Tonight I met someone from a (largish) local company and learned they’re migrating their search functionality to SOLR.  This is the second largish company in the area I know that’s migrating to SOLR.  I’m not naming names only because I’m not sure they’d want me to do so.  Suffice it to say these are names fairly well known in the marketing and communications industries.

I’m not surprised at all by the adoption, as SOLR makes it pretty easy to get started using the power of Lucene without requiring you to do a lot of setup or administration up front.  These ‘sane defaults’, as I believe Erik Hatcher put it to me, are what give projects like SOLR a competitive advantage against even commercial offerings.  Whether technology is good or bad is often secondary to whether it’s easy to get it to a testing stage.

If you’re using SOLR, what was the deciding factor?  Ease of setup?  Flexibility?  Compatibility with existing Lucene data?

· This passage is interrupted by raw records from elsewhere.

PR #1463, opened 2021-02-24
Add more clarifications in "Depth/stencil formats"

Jiawei-Shao:
***
<a href="https://pr-preview.s3.amazonaws.com/Jiawei-Shao/gpuweb/pull/1463.html" title="Last updated on Feb 24, 2021, 4:42 AM UTC (3635bde)">Preview</a> | <a href="https://pr-preview.s3.amazonaws.com/gpuweb/gpuweb/1463/0dc0dc1...Jiawei-Shao:3635bde.html" title="Last updated on Feb 24, 2021, 4:42 AM UTC (3635bde)">Diff</a>

### DIFF
--- a/spec/index.bs
+++ b/spec/index.bs
@@ -8013,7 +8013,7 @@ Copies between depth textures can only happen within the following sets of forma
   - {{GPUTextureFormat/depth16unorm}}, {{GPUTextureFormat/r16uint}}
   - {{GPUTextureFormat/depth24plus}}, {{GPUTextureFormat/depth24plus-stencil8}} (depth aspect)
 
-The {{GPUTextureFormat/depth32float}} format can only the destination if copied from another texture of the same format. It can also be a source of copies into {{GPUTextureFormat/r32float}}.
+The {{GPUTextureFormat/depth32float}} format can only be the destination if copied from another texture of the same format. It can also be a source of copies into {{GPUTextureFormat/r32float}}.
 
 Issue: clarify if `depth24plus-stencil8` is copyable into `depth24plus` in Metal.
 
--- a/spec/index.bs
+++ b/spec/index.bs
@@ -8013,7 +8013,11 @@ Copies between depth textures can only happen within the following sets of forma
   - {{GPUTextureFormat/depth16unorm}}, {{GPUTextureFormat/r16uint}}
   - {{GPUTextureFormat/depth24plus}}, {{GPUTextureFormat/depth24plus-stencil8}} (depth aspect)
 
-The {{GPUTextureFormat/depth32float}} format can only be the destination if copied from another texture of the same format. It can also be a source of copies into {{GPUTextureFormat/r32float}}.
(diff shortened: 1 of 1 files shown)


spec/index.bs
```diff
@@ -8013,7 +8013,7 @@ Copies between depth textures can only happen within the following sets of forma
   - {{GPUTextureFormat/depth16unorm}}, {{GPUTextureFormat/r16uint}}
   - {{GPUTextureFormat/depth24plus}}, {{GPUTextureFormat/depth24plus-stencil8}} (depth aspect)
 
-The {{GPUTextureFormat/depth32float}} format can only the destination if copied from another texture of the same format. It can also be a source of copies into {{GPUTextureFormat/r32float}}.
+The {{GPUTextureFormat/depth32float}} format can only be the destination if copied from another texture of the same format. It can also be a source of copies into {{GPUTextureFormat/r32float}}.
```
kainino0x, line 8016:
```suggestion
Additionally, {{GPUTextureFormat/depth32float}} textures can be copied into {{GPUTextureFormat/depth32float}} and {{GPUTextureFormat/r32float}} textures.

Note:
{{GPUTextureFormat/depth32float}} texel values have a limited range. As a result, copies into
{{GPUTextureFormat/depth32float}} textures are only valid from other {{GPUTextureFormat/depth32float}} textures.
```

kainino0x (commented):
good catch. IMO the language still needs some clarification though, so how about this? @kvark

spec/index.bs
```diff
@@ -8013,7 +8013,11 @@ Copies between depth textures can only happen within the following sets of forma
   - {{GPUTextureFormat/depth16unorm}}, {{GPUTextureFormat/r16uint}}
   - {{GPUTextureFormat/depth24plus}}, {{GPUTextureFormat/depth24plus-stencil8}} (depth aspect)
 
-The {{GPUTextureFormat/depth32float}} format can only the destination if copied from another texture of the same format. It can also be a source of copies into {{GPUTextureFormat/r32float}}.
+Additionally, {{GPUTextureFormat/depth32float}} textures can be copied into {{GPUTextureFormat/depth32float}} and {{GPUTextureFormat/r32float}} textures.
```
Kangz, line 8016: This says `depth32float` can be copied into `depth32float` which doesn't seem super helpful to have in addition to other rules. Did we mean `depth32float-stencil8`?

kvark (commented):
No other concerns than what @Kangz requested

spec/index.bs
kainino0x: No, this was my intent. Are you saying we don't need to specify it because copies within the same format are always valid? I'd argue the list just above this one also specifies copies within the same format are valid, but isn't as explicit.

The point is that nothing can copy into depth32float except for depth32float.

I forgot about depth32float-stencil8, it's not even mentioned anywhere in this section yet, but it needs to be.

kvark (approved):
Agreed to land and iterate.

If you’re not using SOLR for your data search needs, what are you using?  Raw LuceneXapianSphinx?  A commercial product?  If so, which one?

P.S  If you’re not sure how to go about implementing search for your site and have some questions, email me – mgkimsal@gmail.com.

FriendFeed prediction – clustered feed data

March 18th, 2008

Robert Scoble just switched his home pages from TechMeme to FriendFeed.

“So what?” is likely what you’re thinking. Yeah, big deal, right? Well, TechMeme had a clustering algorithm which would group together news articles of related content, and give you a good idea of the ‘hot topics’ of the day. It did this in a completely automated way.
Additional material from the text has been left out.